Aujourd'hui, elle est coincée dans le nord de Gaza, au milieu des décombres de la campagne de destruction israélienne, tandis que ses proches sont divisés entre ceux qui sont morts et ceux qui cherchent refuge dans le sud.
« La guerre a tout détruit », dit-elle. « Je ne me sens ni heureux ni en sécurité. J'ai parlé à ma sœur pour lui envoyer mes vœux de l'Aïd et lui ai dit que d'ici le prochain Aïd, tout irait bien, mais je ne pouvais pas parler et nous avons commencé à pleurer.
Le fait que l’Aïd ne puisse pas être célébré cette année s’étend également aux enfants.
Ajour raconte que son fils Yassin, âgé de sept ans, lui a dit qu'il ne pouvait pas être heureux pour cette occasion, compte tenu du nombre de personnes décédées. Elle décrit avoir acheté des vêtements pour l'Aïd pour lui et les autres avec de l'argent qu'elle avait emprunté, mais ils ont refusé de les porter.

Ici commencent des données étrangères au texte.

PR #3286, opened 2026-06-23
feat(RHINENG-22169): enhance column management modal

raswonders:
RHINENG-22169

## What
Introduces several improvements to ColumnManagementModal

- updates description
- enables dragAndDrop
- shrinks spacing between draggable icon and checkbox
- moves action buttons to Modal footer so they're not scrolled with list content
- changes listItem layout and renders both title & appName for each column
- adds detection of column changes before it allows to save
- resetToDefault button resets also order

And fixes
- updates each column def with appName
- fixes initial columns filtering bug, which caused SystemsView not render any columns

Thing which isn't being delivered in this PR:

list item for "Name" even though is not selectable is still draggable. It's interplay of two different systems and each system is handled by different Patternfly component. Figuring it out without making mess of it, seems little too much for scope of this change I create a card where this gets fixed.

## Why
This is part of Phase I of InventoryViews.

## How
Because patternfly orig. component doesn't allow given changes, we created temporary  local copy of ListManager. I Will follow up and push changes to Patternfly so we can remove it.

## Testing
1. Navigate Inventory / Systems with preview ON
2. Make sure you have enabled also inventoryViews by running localStorage.setItem("ui.inventory-views", "true") in your console
3. Observe Modal's behavior

image

## Summary by Sourcery

Enhance the column management modal for inventory views with drag-and-drop reordering, footer-based actions, and app-specific column metadata.

New Features:
- Support drag-and-drop reordering in the column management modal via a locally vendored ListManager component.
- Display the owning app name alongside each column title in the column management modal.
- Disable the save action until column visibility or order has changed.

Enhancements:
- Refine the column management modal layout to use PatternFly ModalHeader/Body/Footer, keeping primary actions fixed while the list scrolls.
- Unify column definitions across inventory consumer apps with a stricter typed appName field and propagate appName to all relevant column configs.


raswonders:
@sourcery-ai review

computercamplove:
image
@raswonders should "Reset to default" reset positions of columns too, not only checkboxes?

computercamplove:
image
@raswonders  shouldn't any columns be before "Name" column? or it is expected?

raswonders:
> image @raswonders shouldn't any columns be before "Name" column? or it is expected?

as description explained this is expected and will be tackled in future PR. Column is still sticky, but it probably shouldn't move. The fix isn't easy nor fast so I decided to create separate PR for it.

src/components/SystemsView/hooks/useColumns.tsx
```diff
@@ -39,16 +39,7 @@ export const useColumns = ({
...
-      .map((col) => ({ ...col }))
-      .filter((col) => {
-        if (isInventoryViewsEnabled) {
-          return true;
-        }
-
-        const isConsumerAppColumn = 'appName' in col && col.appName;
-        return !isConsumerAppColumn;
-      }),
+    initialColumns.map((col) => ({ ...col })),
```
bastilian: ... isn't that a lil' bit redundant. 😉

src/components/SystemsView/ColumnManagementModalContext.tsx
```diff
@@ -48,12 +48,13 @@ export const ColumnManagementModalProvider = ({
       {isOpen && (
         <ColumnManagementModal
           appliedColumns={columns}
+          defaultColumns={defaultColumns.map((column) => ({ ...column }))}
```
bastilian: 😉

src/components/ListManager/ListManager.tsx
```diff
@@ -0,0 +1,312 @@
...
+    column: ListManagerItem & { id: string },
+    index: number,
+  ) => (
+    <>
+      <DataListControl>
+        {renderColumnCheck(column, index, true)}
+      </DataListControl>
+      {renderColumnCells(column, index)}
+    </>
+  );
```
bastilian, line 223: Doing things like this can (very) negatively affect React rendering. These should be proper components outside the function body, preferably in separate component files and called as JSX within the return/render.

src/components/SystemsView/ColumnManagementModalContext.tsx
raswonders: yes good spot! I've avoided need for copy by casting api to readonly.

src/components/SystemsView/hooks/useColumns.tsx
raswonders: yes, fixed thanks

src/components/ListManager/ListManager.tsx
raswonders: Would you care going into details where and how big of a slowdown in rendering is happening? I have some ideas but they all seem negligible especially at the size of our list (est. 28-50 items max) 

This component is also a temporary copy of Patternfly's original. We need it until we merge functional improvements to Patternfly. I tried to stick to patterns which it used before so I don't unnecessarily diverge.

src/components/ColumnManagementModal/ColumnManagementModal.tsx
```diff
@@ -88,22 +102,50 @@ export function ColumnManagementModal<
...
+      return true;
+    }
+
+    return applied.some(
+      (column, index) =>
+        column.key !== current[index].key ||
+        column.isShown !== current[index].isShown,
+    );
+  }, [appliedColumns, currentColumns]);
+
```
johnsonm325, line 119: Love this implementation!

src/components/ColumnManagementModal/ColumnManagementModal.tsx
```diff
@@ -88,22 +102,50 @@ export function ColumnManagementModal<
...
+      const column = currentByKey.get(defaultColumn.key);
+      if (column) {
+        resetColumns.push({
+          ...column,
+          isShown: defaultColumn.isShownByDefault ?? false,
+        });
+      }
+    }
+
+    setCurrentColumns(resetColumns);
```
johnsonm325: Maybe I'm missing something, so please explain if there's something going on here that I don't understand, but it seems to me that when a user clicks Reset to default we could simply set the selection equal to default columns which we have hard-coded. Claude suggests:

```
  const resetToDefault = () => {
    const source = defaultColumns ?? appliedColumns;
    setCurrentColumns(source.map(col => ({
      ...col,
      isShown: col.isShownByDefault ?? false
    })));
  };
```

This is the interaction as I understand it:

```
  ┌──────────────────┬─────────────────────────────────────────────────────────────────┐
  │      Button      │                            Behavior                             │
  ├──────────────────┼─────────────────────────────────────────────────────────────────┤
  │ Cancel           │ Discard currentColumns, close modal → reverts to appliedColumns │
  ├──────────────────┼─────────────────────────────────────────────────────────────────┤
  │ Reset to default │ Set currentColumns = defaultColumns (factory reset)             │
  ├──────────────────┼─────────────────────────────────────────────────────────────────┤
  │ Save             │ Apply currentColumns → becomes new appliedColumns               │
  └──────────────────┴─────────────────────────────────────────────────────────────────┘
```

Let me know what you think.

johnsonm325 (approved):
I'm approving because I don't want to hold you up tomorrow (Thursday) morning with getting this merged, but I'd really like to see that reset to default logic simplified if it all works the way I suspect it does.

src/components/ListManager/ListManager.tsx
johnsonm325: I'm fine with this as long as we make a card to update the PF component so we can get rid of this implementation.

src/components/ColumnManagementModal/ColumnManagementModal.tsx
```diff
@@ -161,38 +203,70 @@ export function ColumnManagementModal<
     onClose({} as KeyboardEvent);
   };
 
+  const handleSaveClick = () => {
+    handleSave(listManagerItems);
+  };
+
   return (
     <Modal
```
johnsonm325, line 199: We should also set the `maxHeight` to 60% or something. I think with the narrowness of this modal and the fact that it will always span the entire height of the page because of the number of columns, we can make this look a little better.

Image

sbuenafe-rh: Setting the modal max height to 60% sounds good. I don't currently see any issues with making that call.

src/components/ListManager/ListManager.tsx
bastilian: > Would you care going into details where and how big of a slowdown in rendering is happening?

This is was just a general note to avoid things like that. It is a bad practice and there are numerous blog posts that describe the issue in more detail. For example: https://www.xjavascript.com/blog/it-s-okay-to-declare-other-components-inside-a-component/#performance-issues-component-identity-and-unnecessary-re-renders

It's these little things that make our apps feel sluggish overall.

bastilian: > This component is also a temporary copy of Patternfly's original. We need it until we merge functional improvements to Patternfly.

My personal opinion... I would not put in temporary code, because we are waiting for Patternfly to merge something. Help get the changes you need merged in Patternfly first and then finish work in the app. "temporary" is the most permanent, and creating a card for it is just theatre. :D

raswonders: I agree ideally we would do upstream first, but it's hard to guarantee timely delivery of anything this way. I find the keeping temporary patched versions good enough so far. We need to streamline to tracking and cleanup though, thats the hardest part.

src/components/ColumnManagementModal/ColumnManagementModal.tsx
raswonders: much better and works gonna use it

src/components/ColumnManagementModal/ColumnManagementModal.tsx
raswonders: I'm happy to do so and I just tried few times but it isn't straight-forward. I probably need some extra time to figure this out. I cannot easily style it because everything in /src is prepended with .inventory class. Thing is thought we portal Modal outside of this container. Not sure what the good solution to this is.

PR #3287, opened 2026-06-24
test: Increase workers in playwright CI

computercamplove:
## Jira
https://redhat.atlassian.net/browse/RHINENG-28057

## What
Increase Playwright workers from 1 to 4 in CI, reducing test execution time by ~50%.

 Verified across 3 CI workflows (only PW test run time, not CI setup time):
  - E2E: Full Test Suite - 38 tests (~10.5m > ~5.1m)
  - E2E: InventoryViews- 30 tests (~7.3m > ~3.6m)
  - E2E: SystemsView - 16 tests (~5.0m > ~3.6m)

## Why
Reduce PR check test time

## How

- ` playwright.config.js`: workers: isCI ? 4 : 1
-  `test_staleness.test.ts`: Serial mode (modifies global account settings)
-  `test_system.test.ts` : Serial mode (/hosts CRUD)
- All other tests run in parallel via existing `fullyParallel: true` config

Risk Mitigation:
  - Auth setup remains serialized (via dependencies in config)
  - Global setup runs once before workers start
  - Only 2 test suites require serial execution
  - All mutation tests create isolated resources
  -  Tests run on same `instance-size:large` (not 4 instances)
  - Shorter runtime = lower AWS costs

## Testing
All 3 CI should pass


adarshdubey-star (approved):
Let's try this : )

raswonders:
Cannot make tests pass locally

`npx playwright test --workers=4 --grep-invert "@integration|@inventory-views"` is this correct command to test this with?

raswonders (approved):
lgtm

computercamplove:
> Cannot make tests pass locally
> 
> `npx playwright test --workers=4 --grep-invert "@integration|@inventory-views"` is this correct command to test this with?

yes, if you see failed tests - it is due flakiness (unless you made the change that it could break it). The difference in local testing is that here's no reties like we have in our CIs when test failed.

« Nous n’aurions jamais imaginé vivre avec toute cette douleur, cette perte et cette faim », ajoute-t-elle. « Ils refusent de nous laisser vivre en paix. Même si la guerre prend fin maintenant, il nous faudra des années pour nous remettre des traumatismes que nous avons vécus. »
« Un peuple fidèle »
Pour les musulmans, le jour de l’Aïd al-Fitr représente un retour à un certain sens de la routine normale après un mois passé sans nourriture et sans eau pendant la journée.
Mais pour les Palestiniens de Gaza, la nouvelle normalité est bien plus ardue qu’une journée passée à jeûner. Il ne reste que peu de choses du monde qu'ils habitaient il y a un peu plus de six mois.
Iyad Islam, 66 ans, décrit l’Aïd comme rien de plus qu’une « consolation » après des mois de souffrance.
L'armée israélienne a détruit les maisons de trois de ses filles, qui vivent désormais ensemble dans une petite maison exiguë.
Il y a 22 personnes au total et Islam a du mal à s'occuper de sa famille avec son maigre salaire.
« Je ne suis pas en mesure de subvenir aux besoins fondamentaux en nourriture et en vêtements de ma famille », explique-t-il à Middle East Eye.
« Les avions de l'armée d'occupation israélienne volent toujours à basse altitude, comme s'ils nous disaient qu'ils continueraient à nous tuer même pendant nos jours saints. »
Une source particulière de griefs pour les musulmans est la destruction de tous les repères de la vie « normale » à Gaza, y compris les marchés et les lieux de culte.
"Ils ont même détruit les mosquées dans lesquelles nous faisions les prières de l'Aïd", dit-il. « L’occupation tente d’effacer notre mémoire sociale, culturelle et religieuse, mais elle est impuissante, car nous sommes un peuple inébranlable. »
Pour beaucoup, cependant, la fermeté se transforme en un désespoir sans issue en vue.
MEE a demandé à Husni al-Maidana, 67 ans, ce que l’Aïd signifiait pour lui.
"L'Aïd pour moi, c'est la famille", a-t-il déclaré avant de s'effondrer en larmes et de s'excuser de la conversation.
Sa femme a expliqué qu'ils allaient voir leur fille, son mari et son gendre, qui vivent avec des milliers d'autres dans un camp de personnes déplacées. La maison de sa fille a été détruite par un missile israélien et la famille de son mari reste ensevelie sous les décombres.